Yes, you heard that right. It’s been sprayed with carbon monoxide, a gas that you can’t see, smell, or taste. A gas that suffocates your cells and prevents them from getting oxygen. A gas that alters the color of the tuna from brown to red.

Why would anyone do that to a fish? Because of you. Because you’ve been brainwashed to think that red is good, and brown is bad. Because you’ve been exploited by the food industry, the FDA, and your own senses.

But here is the truth that most people don’t know, or don’t want to know. Bright red or pink tuna is not what you think it is. Here are two reasons why you should boycott it at all costs:

You Have No Clue if It’s Fresh or Not

Carbon monoxide preserves the color of the tuna, but not the quality. It can conceal the signs of rot, such as browning, odor, and texture. It can make a rotten fish look like a fresh one.
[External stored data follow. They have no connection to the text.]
PR #2567, opened 2025-09-08
Fix CLI panic for threads arg

visr:
I should've triggered the CLI tests manually on #2562.

It failed with
```
thread 'main' panicked at src/main.rs:50:55:
called `Option::unwrap()` on a `None` value
note: run with `RUST_BACKTRACE=1` environment variable to display a backtrace
```

The problem was that when neither `--threads` nor `JULIA_NUM_THREADS` was set, it tried to unwrap `cli.threads` which was none.

This avoids that case and adds some tests.


visr:
This is lhm_ctwq scaling, x = nthreads, y=seconds, on my Windows machine with 12 physical cores and 24 logical. The current default `auto` uses 24, which isn't a great default.
image

This is the same model on H7 (Linux) with 4 vcpu:
image

@evetion also did some tests and saw that it was faster to only have `@threads` on set current basin properties. So we should probably amend this PR to:
- remove all but one `@threads`
- use `get_physical` from the `num_cpus` crate to avoid the `auto` setting

In follow up PRs we can look into lower overhead threading setups.

PR #2581, opened 2025-09-16
Update typing in Ribasim Python

visr:
I asked Claude to go over the type annotations, and also update to the syntax supported by our minimum Python version 3.11.

It suggested in several places to use `object` instead of `Any`, the latter bails out of typing. Also it could refine the types of our context variables and generator.

### DIFF
--- a/python/ribasim/ribasim/geometry/node.py
+++ b/python/ribasim/ribasim/geometry/node.py
@@ -1,5 +1,3 @@
-from typing import Any
-
 import geopandas as gpd
 import matplotlib.pyplot as plt
 import numpy as np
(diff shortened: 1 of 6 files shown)


python/ribasim/ribasim/geometry/node.py
```diff
@@ -142,7 +142,7 @@ def plot(self, ax=None, zorder=None) -> Any:
             "": "k",
         }
         if self.df is None:
-            return
+            return ax
```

In fact, this paper, published in the Journal of Food Science, compares the quality of fillets treated with carbon monoxide (CO) and untreated (UT) fillets stored at different temperatures.
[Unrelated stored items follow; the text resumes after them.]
PR #2586, opened 2025-09-22
Add `smooth_clamp` function 

### LINKED ISSUE #1918: Smooth clamp function

SouthEndMusic:
Fixes https://github.com/Deltares/Ribasim/issues/1918. 

The function I implemented is somewhat different than the one suggested in the issue. In the clamp function I replaced the sections on `[lo - d, lo + d]` and `[hi - d, hi + d]` C1 smooth with a quadratic polynomial section, where `d = a (hi - lo) / 2`, so ` 0 <= a <= 1` is the relative smoothing parameter. The only edge case this cannot handle smoothly is when `isinf(lo) xor isinf(hi)`.
I haven't noticed any significant performance improvements with this but it's quite little regret.

### DIFF
--- a/core/src/solve.jl
+++ b/core/src/solve.jl
@@ -436,7 +436,7 @@ function linear_resistance_flow(
 
     Δh = h_a - h_b
     q_unlimited = Δh / resistance[node_id.idx]
-    q = clamp(q_unlimited, -max_flow_rate[node_id.idx], max_flow_rate[node_id.idx])
+    q = smooth_clamp(q_unlimited, -max_flow_rate[node_id.idx], max_flow_rate[node_id.idx])
     return q * low_storage_factor_resistance_node(p, q_unlimited, inflow_id, outflow_id)
 end
 
@@ -698,7 +698,7 @@ function formulate_pump_or_outlet_flow!(
                 end
             end
         end
-        q = clamp(q, lower_bound, upper_bound)
+        q = smooth_clamp(q, lower_bound, upper_bound)
 
         # Special case for outlet: check level difference
         if reduce_Δlevel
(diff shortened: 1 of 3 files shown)


Huite (changes requested):
This looks like a nice implementation! I'd replace `α` by `δ`, and omit the default value.
Maybe switch the conditionals around so it matches the behavior of the regular clamp function when lo and hi are provided "wrongly".

SouthEndMusic:
Closing this as it doesn't seem needed

PR #2587, opened 2025-09-22
Catch residuals from OrdinaryDiffEq internals

SouthEndMusic:
See also https://github.com/Deltares/Ribasim/pull/2448/files.

The benefit here is that we catch each computation of the residuals, and do not depend on reaching into an internal cache which might break at some point.


SouthEndMusic:
I realize now that this can probably be simplified, because now we compute averages both in `update_cumulative_flows!` and `save flow`.

SouthEndMusic:
Closing as stale

PR #2594, opened 2025-09-23
Use quarto-publish task

visr:
The action in https://github.com/Deltares/Ribasim/pull/2593 cannot find quarto, and this does not seem configurable. So it is failing on main.

Since we run render the step before, I call `--no-render`.
This uses git worktrees and when trying out this task locally pre-commit failed on gh-pages which doesn't have a pre commit yaml, hence PRE_COMMIT_ALLOW_NO_CONFIG.

The `_publish.yml` is created by quarto, and the docs seem to indicate this needs an ID, but I haven't been able to generate that yet.

### DIFF
--- a/pixi.toml
+++ b/pixi.toml
@@ -58,6 +58,7 @@ quarto-render = { cmd = "PYTHON_JULIAPKG_PROJECT=$PIXI_PROJECT_ROOT quarto rende
     "generate-testmodels",
     "initialize-julia",
 ], env = { "PYTHON_JULIACALL_CHECK_BOUNDS" = "yes", "PYTHON_JULIACALL_HANDLE_SIGNALS" = "yes", "PYTHON_JULIAPKG_OFFLINE" = "yes" } }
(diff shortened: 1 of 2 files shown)


pixi.toml
```diff
@@ -58,6 +58,7 @@ quarto-render = { cmd = "PYTHON_JULIAPKG_PROJECT=$PIXI_PROJECT_ROOT quarto rende
     "generate-testmodels",
     "initialize-julia",
 ], env = { "PYTHON_JULIACALL_CHECK_BOUNDS" = "yes", "PYTHON_JULIACALL_HANDLE_SIGNALS" = "yes", "PYTHON_JULIAPKG_OFFLINE" = "yes" } }
+quarto-publish = { cmd = "quarto publish gh-pages --no-render --no-prompt --no-browser", cwd = "docs", env = { "PRE_COMMIT_ALLOW_NO_CONFIG" = "1" } }
```
evetion, line 61: Might be good to comment this is for CI only, and wouldn't work out of the box if I run it locally right?

evetion (approved):

PR #2595, opened 2025-09-23
[python] Forbid any extra values in (base)model

### LINKED ISSUE #2577: ribasim.Model accepts and passes arbitrary keys
The right way to configure writing the results to NetCDF is

```toml
[results]
format = "netcdf
```

Which is done in Python like so:

```py
from ribasim import Model
from ribasim.config import Results

model = Model(
    starttime="2020-01-01",
    endtime="2020-01-20",
    crs="EPSG:28992",
    results=Results(format="netcdf"),
)
```

A user instead passed `results_format = "netcdf"` as a keyword argument to Model. This was accepted, and written to the TOML. Then the core crashed saying `results_format` is not a valid key.

I'd expect the Model construction to fail when supplied with invalid keys, to catch errors as early as possible.

evetion:
Fixes #2577.

This might break some Ribasim-NL usage.

I had to hardcode the edge field, as some (test)models still use it directly.

### DIFF
--- a/python/ribasim/ribasim/input_base.py
+++ b/python/ribasim/ribasim/input_base.py
@@ -266,6 +266,10 @@ class TableModel(FileModel, Generic[TableT]):
     df: DataFrame[TableT] | None = Field(default=None, exclude=True, repr=False)
     _sort_keys: list[str] = PrivateAttr(default=[])
 
+    model_config = ConfigDict(
+        extra="allow",
+    )
+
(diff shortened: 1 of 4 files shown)


evetion:
Ok, made sure extra fields are allowed for initiating a TableModel to fix the mypy errors. I've removed the .edge fallback.

visr (approved):

PR #2605, opened 2025-10-01
Use mixed mode AD for Jac evaluation

### LINKED ISSUE #2176: Investigate performance for duplicated models
Performance drops significantly (i.e. hangs) when creating a combined model (without interconnecting them), even though the models all run individually.

SouthEndMusic:
Fixes https://github.com/Deltares/Ribasim/issues/2176 (?)

I haven't really looked into scaling yet, but I found an avenue for performance improvement: evaluating the Jacobian with mixed mode AD where the reverse mode is `AutoMooncake()`. Some notes:

- I haven't been able to make `CArrays` compatible with `Mooncake.jl`, so for now the state is a `Vector{Float64}` and wrapped in a `CArray` where needed
- Mooncake doesn't like `@threaded` code but it should be fine for our application, an issue came out of my discussions with a developer: https://github.com/chalk-lab/Mooncake.jl/issues/791. This is probably not going to be solved before merging this PR. There is a workaround with `@mooncake_overlay`.
- How many rhs calls are needed for either the forward or reverse mode depends on the sparse matrix coloring, I added a loop in `get_diff_eval` which tries different colorings to obtain the cheapest way to evaluate the Jacobian
- I found a bug in the `DifferentiationInterface` code for sparse matrix coloring for mixed mode AD which makes certain small models fail, I've been told this is easy to fix so it will probably be fixed shortly: https://github.com/JuliaDiff/DifferentiationInterface.jl/issues/857
- I made the mixed mode Jacobian evaluation opt-in as an experimental feature because it adds a lot of precompile time.


SouthEndMusic:
This isn't needed with https://github.com/Deltares/Ribasim/issues/3113

Issue #1946, opened 2024-11-21
Improve Delwaq netCDF


evetion:
Currently our own netCDF is a valid ugrid, but the converted output from Delwaq isn't, and Delwaq gives errors on reading ours. When fixed, we could probably plot the Delwaq produced netCDF directly in QGIS/Quickplot.

evetion:
```
 Warning: retrieving attribute edge_coordinates failed --          -43
 Warning: retrieving attribute node_id failed --          -43
 Warning: retrieving attribute node_long_name failed --          -43
 One or more mesh attributes missing -
 this may cause problems in some postprocessing programs
```

Could be picked up in our current netcdf push (#2604 and others).

evetion:
@visr The generate code (in `python/ribasim/ribasim/delwaq/generate.py`) uses

```python
    uds = ugrid(G)
    uds.ugrid.to_netcdf(output_path / "ribasim.nc")
```

visr:
This looks like DelWAQ not liking the way https://github.com/Deltares/xugrid/ writes their NetCDF (or just the content we put in), is there some documentation that indicates what DelWAQ expects?

Huite:
I have to catch the train now, but this rings a bell: I think Delwaq expects a number of optional UGRID attributes that xugrid does not write by default. They can be easily added via the respective assign_coords methods: https://deltares.github.io/xugrid/api/xugrid.UgridDatasetAccessor.assign_node_coords.html

PR #2619, opened 2025-10-06
Add edge_coordinates attributes to generate.py

visr:
Fixes a part of #1946.

This option currently only adds edge coordinates:

https://github.com/Deltares/xugrid/blob/4e3851385ba43db89191e923ea19922ad467c531/xugrid/ugrid/ugrid1d.py#L265-L266

The warning about this missing is now gone, but the node_id and node_long_name warnings remain:

```
 Warning: retrieving attribute node_id failed --          -43
 Warning: retrieving attribute node_long_name failed --          -43
 One or more mesh attributes missing -
 this may cause problems in some postprocessing programs
```

### DIFF
--- a/python/ribasim/ribasim/delwaq/generate.py
+++ b/python/ribasim/ribasim/delwaq/generate.py
@@ -356,9 +356,9 @@ def generate(
             )
         )
 
-    # Generate mesh and write to NetCDF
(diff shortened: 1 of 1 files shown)


evetion:
Thanks!

PR #2624, opened 2025-10-08
Formulate in terms of flows, solve in terms of storages

SouthEndMusic:
TL;DR: Computing the Jacobian with the performance of storage states without losing the water balance accuracy of flow states.

Our state vector $u$  consists mostly of cumulative flows, which we sum in our rhs to obtain the storages. Hence our rhs is of the form $f(Au)$, where $A$ is a highly sparse matrix, and $Au$ gives the sums of all the cumulative flows without other storage contributions like those from flow boundary and initial storage (and the PID integral terms). Using the chain rule, the Jacobian w.r.t. $u$ is

$$
   J_u \[f(Au)](u) = J\[f](Au)A,
$$ 

i.e. the Jacobian of $f$ in $Au$ multiplied by $A$. In the code $Au$ is denoted by `u_reduced`. The Jacobian that is now computed with automatic differentiation is only $J\[f](u_\text{reduced})$, which is a matrix with the same number of rows as the full Jacobian but much fewer colums. Furthermore, the product $Au$ is computed much less frequently because it only happens outside rhs calls.

It turns out that this is very beneficial for the lhm, making the Jacobian evaluation so much cheaper that it went from >80% of the runtime to <10%.

Since the code around AD is becoming somewhat elaborate and complex, I introduced a new file `differentiation.jl`.

(The branch name is not accurate)

### DIFF
--- a/Manifest.toml
+++ b/Manifest.toml
@@ -2,7 +2,7 @@
 
 julia_version = "1.11.7"
 manifest_format = "2.0"
-project_hash = "5fc5384346375b45391dc378ebc18a7e72201de3"
+project_hash = "6a3acc77e36731f0a10f5bd4f969b426915cdc16"
 
 [[deps.ADTypes]]
 git-tree-sha1 = "27cecae79e5cc9935255f90c53bb831cc3c870d7"
@@ -2835,7 +2835,7 @@ uuid = "8e850ede-7688-5339-a07c-302acd2aaf8d"
 version = "1.59.0+0"
 
 [[deps.oneTBB_jll]]
-deps = ["Artifacts", "JLLWrappers", "Libdl"]
+deps = ["Artifacts", "JLLWrappers", "LazyArtifacts", "Libdl"]
 git-tree-sha1 = "d5a767a3bb77135a99e433afe0eb14cd7f6914c3"
 uuid = "1317d2d5-d96f-522e-a858-c73665f53c3e"
 version = "2022.0.0+0"


visr:
Ooh very interesting indeed.

core/src/differentiation.jl
```diff
@@ -0,0 +1,477 @@
...
+
+In the RHS of the ODE systems these states are summed to obtain their contribution to
+the Basin storages, and this is the only way these states are used in the RHS. The RHS is thus of the form
+`f(u) = g(A*u)` where `A` is a highly sparse matrix with the following structure:
+
+    ⎡ max one 1 and ⎢         ⎢         ⎢  ⠀⎤
+    ⎢ one -1 per    ⎢    I    ⎢    I    ⎢ 0 ⎢      Basin rows
+A = ⎢ col by graph  ⎢  evap.  ⎢  infl.  ⎢   ⎢
+    ⎢---------------⎢---------⎢---------⎢---⎢
+    ⎣       0       ⎢    0    ⎢    0    ⎢ I⠀⎦      PID integral rows
```
simulutions: Is I here the identity matrix? so ones on the diagonal of the "sub matrix" but then what is I evap and I infl? Could you clarify

core/src/differentiation.jl
```diff
@@ -0,0 +1,477 @@
...
+
+`Jf(u) = Jg(A*u)*A.`
+
+Note that the Jacobian of `g` has `length(u)` rows and `length(u_reduced)` columns. It turns out that taking this multiplication
+with `A` out of the AD Jacobian computation is very advantageous in terms of computation time. In the code `f` and `g` are both methods
+of `water_balance!`. We denote the Jacobian of `g` as `J_intermediate`. The custom Jacobian object that wraps `J_intermediate` is called
+`HalfLazyJacobian`, which contains the parameters to implicitly define `A` and other parameters needed for AD Jacobian evaluation.
+
+It turns out that we can make use of this structure of the Jacobian in the linear solve as well. The linear system is of the form
+`Wa = b`, where `W = -γ⁻¹I - J_intermediate*A`. It turns out this special form of the Jacobian can be utilized to solve the linear system in 2
```
simulutions: What is gamma or where can I find its definition?

core/src/config.jl
```diff
@@ -366,15 +366,21 @@ function get_ad_type(solver::Solver; specialize = true)
     end
 end
 
+struct RibasimLinearSolve{A} <: SciMLLinearSolveAlgorithm
+    algorithm::A
+end
```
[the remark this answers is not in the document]
SouthEndMusic: I added some documentation to clarify. In general variables and type parameters live in different places, so I tend not to worry about name clashes between them.

core/src/differentiation.jl
SouthEndMusic: Gamma is a solver algorithm dependent scalar, see the link I added.

SouthEndMusic:
> I reckon a cleaner implementation results from u = [S; Q] then eliminating Q in the linear solve

@Huite based on my experience with this PR, that goes beyond the hackability of the Newton solve from OrdinaryDiffEq.jl. It's not designed to deal with that

Huite:
Okay, but if it's that the case, it's probably worth documenting!

I should most likely study your changes more, but here's my half-baked view / assumptions:

* DifferentialEquations just wants to call `linsolve(W, rhs)`
* I guess we cannot control how `W` is formed, but we can control `J` and we can avoid formulating the terms we do not care about. J is backed by a sparse array and its shape has to concur with `u` so they might be structural or non-structural zeros?
* We may provide our own linsolve. Inside that linsolve we take the relevant part of W, solve for the update in S, then cheaply construct the update in Q.
* DifferentialEquations is none the wiser, it just gets the update for `u`.

(You can reasonably ask me to check this with a toy example...)

simulutions (approved):

visr:
Thanks for the comments @Huite. Since we're doing a release and we need the performance gain for LHM we'll go ahead with this. Agree that it would be nice if we can simplify this more in the future, in the interest of maintainability.

Huite:
I had a try at making a toy example with a very simple system of ODEs. The principle should be simple, the `jac` function can be provided; a linsolve can be provided as well and requires overloading/wrapping the `dolinsolve` as is done here. Unfortunately, that requires a number of additional overloads (as can be seen in the `differentiation.jl` file).

Of course Bart has already done the hard work of figuring this out. However, even if we can simplify some things, providing a custom linear solver that matches the DiffEq API requirements isn't trivial and should probably have its own section in the developer documentation.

The paper reports that CO treatment extended the shelf life of fillets by preventing color changes and reducing lipid oxidation.

However, CO treatment also masked the spoilage indicators such as odor and total volatile base nitrogen (TVB-N), making it difficult to assess the freshness of the fillets. The paper suggests that CO treatment should be used with caution.
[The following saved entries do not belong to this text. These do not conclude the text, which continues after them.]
PR #535, opened 2018-02-02
Fix @no-clobber behavior

### LINKED ISSUE #527: @no-clobber may break process monitoring
I have a cucumber feature file where all the scenarios have @no-clobber, using aruba 0.14.3. This is because the very first feature bootstraps an install and is very expensive. The followup features only use it.

In this file, the steps that involve process management (I should stop, matching on output, ...) do not work (the output is always empty, waiting for process stop always complains that there are no processes started).

I've been putting some strategic `puts`, and it seems that the process monitor does not get notified of new commands being started. I think that I tracked this down to Setup#call not being called (it's called only in `Before("~@no-clobber")`, but Setup#events is what links the process monitor to the events.

mvz:
## Summary

Ensure setup is run even if files are not clobbered.

## Details

See #529.

## Motivation and Context

Fixes #527.

## How Has This Been Tested?

Scenarios were updated to demonstrate that setup is also run when `@no-clobber` is set, but files are not clobbered.

## Types of changes

- [x] Update documentation

## Checklist:

### DIFF
--- a/lib/aruba/api/core.rb
+++ b/lib/aruba/api/core.rb
@@ -25,8 +25,8 @@ module Aruba
       # This will only clean up aruba's working directory to remove all
       # artifacts of your tests. This does NOT clean up the current working
       # directory.
-      def setup_aruba
-        Aruba::Setup.new(aruba).call
+      def setup_aruba(clobber: true)
+        Aruba::Setup.new(aruba).call(clobber: clobber)
 
         self
       end
--- a/lib/aruba/api/core.rb
+++ b/lib/aruba/api/core.rb
@@ -25,8 +25,8 @@ module Aruba
       # This will only clean up aruba's working directory to remove all
       # artifacts of your tests. This does NOT clean up the current working
       # directory.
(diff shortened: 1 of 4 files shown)


lib/aruba/api/core.rb
```diff
@@ -25,8 +25,8 @@ def aruba
       # This will only clean up aruba's working directory to remove all
       # artifacts of your tests. This does NOT clean up the current working
       # directory.
-      def setup_aruba
-        Aruba::Setup.new(aruba).call
+      def setup_aruba(clobber: true)
+        Aruba::Setup.new(aruba).call(clobber: clobber)
```
olleolleolle: This syntax is the incompatible one.

mvz: Yes, but it should be fine on master since we dropped support for 1.8.

mvz: Ah bummer, I forgot this won't work with 1.9 either 😞

PR #543, opened 2018-03-01
Remove two less-useful scenarios

mvz:
## Summary

Remove some scenarios that are less useful.

## Details and Motivation

* Remove the scenario that basically runs `gem install aruba`. This is not really a feature of Aruba itself, installation is already explained in the README, and this scenario takes quite some time on CI.
* Remove the scenario explaining how to write Markdown in Cucumber feature files. This was relevant for the Aruba reporting option, but this has been removed for 1.0.0 so now it makes no sense anymore.

## Types of changes

- Update documentation


olleolleolle:
Nice! Pruning the test suite is important work.

PR #571, opened 2018-08-27
Mark setting of root directory as deprecated

mvz:
## Summary

Setting root_directory will no longer be supported in 1.0.0. Mark it as deprecated in the cucumber scenario.

**This was originally the main pull request for #598. Original description follows**

## Summary

Update the `still` development branch so the change to `master` is no more than a removal of deprecations.

## Details

**This is a work in progress**. This is a combination of backporting bug fixes, moving deprecated code, moving other files. The end goal is that merging `still` into `master` will only lead to conflicts in deleted files that contain the code deprecated in the `0.14.x` line and removed in `1.0.0`.

## Motivation and Context

A lot of projects that use Aruba are not even on `0.14.x` yet. We should be able to tell them that they should do that and fix all deprecations, and then they should be able to safely move to upcoming `1.0.0`. Since there are still reasons why projects are stuck on pre-0.14 versions, these reasons should be taken away first. This means Aruba development is stuk on 0.14 for a while longer as well. To avoid duplicate effort, `still` and `master` need to be made as similar as possible.

We may have to revert some breaking behavioral changes between still and master eventually, as well as some deprecations.

## How Has This Been Tested?

CI. I'm hoping to add AppVeyor to the still branch as well.

## Types of changes

- [x] Refactoring (cleanup of codebase without changing any existing functionality)
- [x] Update documentation

## Checklist:

### DIFF
--- a/features/02_configure_aruba/command_runtime_environment.feature
+++ b/features/02_configure_aruba/command_runtime_environment.feature
@@ -23,7 +23,7 @@ Feature: Define default process environment
     ENV['LONG_LONG_VARIABLE'] = 'y'
 
     Aruba.configure do |config|
-      config.command_runtime_environment = { 'LONG_LONG_VARIABLE' => 'x' } 
+      config.command_runtime_environment = { 'LONG_LONG_VARIABLE' => 'x' }
     end
 
     RSpec.describe 'Environment command', :type => :aruba do
@@ -44,7 +44,7 @@ Feature: Define default process environment
     ENV['LONG_LONG_VARIABLE'] = 'y'
 
     Aruba.configure do |config|
-      config.command_runtime_environment = { 'LONG_LONG_VARIABLE' => 'x' } 
+      config.command_runtime_environment = { 'LONG_LONG_VARIABLE' => 'x' }
     end
 
     RSpec.describe 'Environment command', :type => :aruba do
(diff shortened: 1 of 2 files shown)


xtrasimplicity:
This is a great idea, @mvz! Shout out if you'd like a hand and I'll see what I can do. :)

mvz:
I'm going to move parts of this to separate pull requests, to be coordinated by #598.

luke-hill:
What's the benefit of these 2 branches and why don't we just have 1 master branch?

Is it because we're supporting a 1.0 and 0.9 based development, if so could we not rename the 0.9 branch as something like 0_9_stable (Akin to rails). And have the 1.0 stuff on master

mvz:
Yeah, 1.0 stuff is on master and 0.14.x stuff is on still. The original plan (from before my time) was to have a 1.0 version a lot more quickly, but a lot of projects that use Aruba are still not even on 0.14.x.

Sooo ... I'm first going to focus on helping them upgrade and fixing stuff in 0.14.x for that.

But since I don't want to keep forward-porting bug fixes between these two branches, I want to get to a point where I can at least merge still into master regularly.

Renaming still to something else would be fine.

mvz:
This is now only a documentation change. Merging.

PR #577, opened 2018-12-28
Update build matrix

mvz:
## Summary

Update build matrix with recent Rubies

## Details

Update Travis CI configuration to run tests on Rubies of the 2.4, 2.5 and 2.6 series.

## Motivation and Context

Ruby 2.6 has been released and we should test Aruba on it.


mvz:
Yeah, we should update the jruby set as well.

You Don’t Know What It’s Doing to Your Body

The FDA says that gassed tuna is safe to eat, and that carbon monoxide is GRAS (Generally Regarded As Safe). But do you really trust the FDA?

The same FDA that endorsed the 1992 food pyramid, which recommended carbs as the main source of calories? The same FDA that allowed trans fats, which cause heart disease and stroke, until they banned them in 2019?

Do not ignore the fact that carbon monoxide is banned in Japan, Canada, and the EU, where they have stricter food safety standards.

That’s what fresh tuna looks like. That’s what fresh tuna should look like. There’s nothing wrong with a dark-colored tuna loin.

What You Can Do

If you care about your health, your wallet, and your planet, you can do something about this. You can stop buying gassed tuna and demand fresh, un-gassed tuna from your local fishmonger, supermarket, or restaurant.

You can ask where the fish is from, how it’s caught, and the handling methods used to get it to you.

You can avoid suspicious bright colors when sourcing tuna.

You can educate yourself and others about the dangers and deception of gassed tuna.

You can support domestic fisheries that comply with the regulations and standards that protect you and the environment.

It is not worth saving a few bucks to eat a fish that is not what it seems.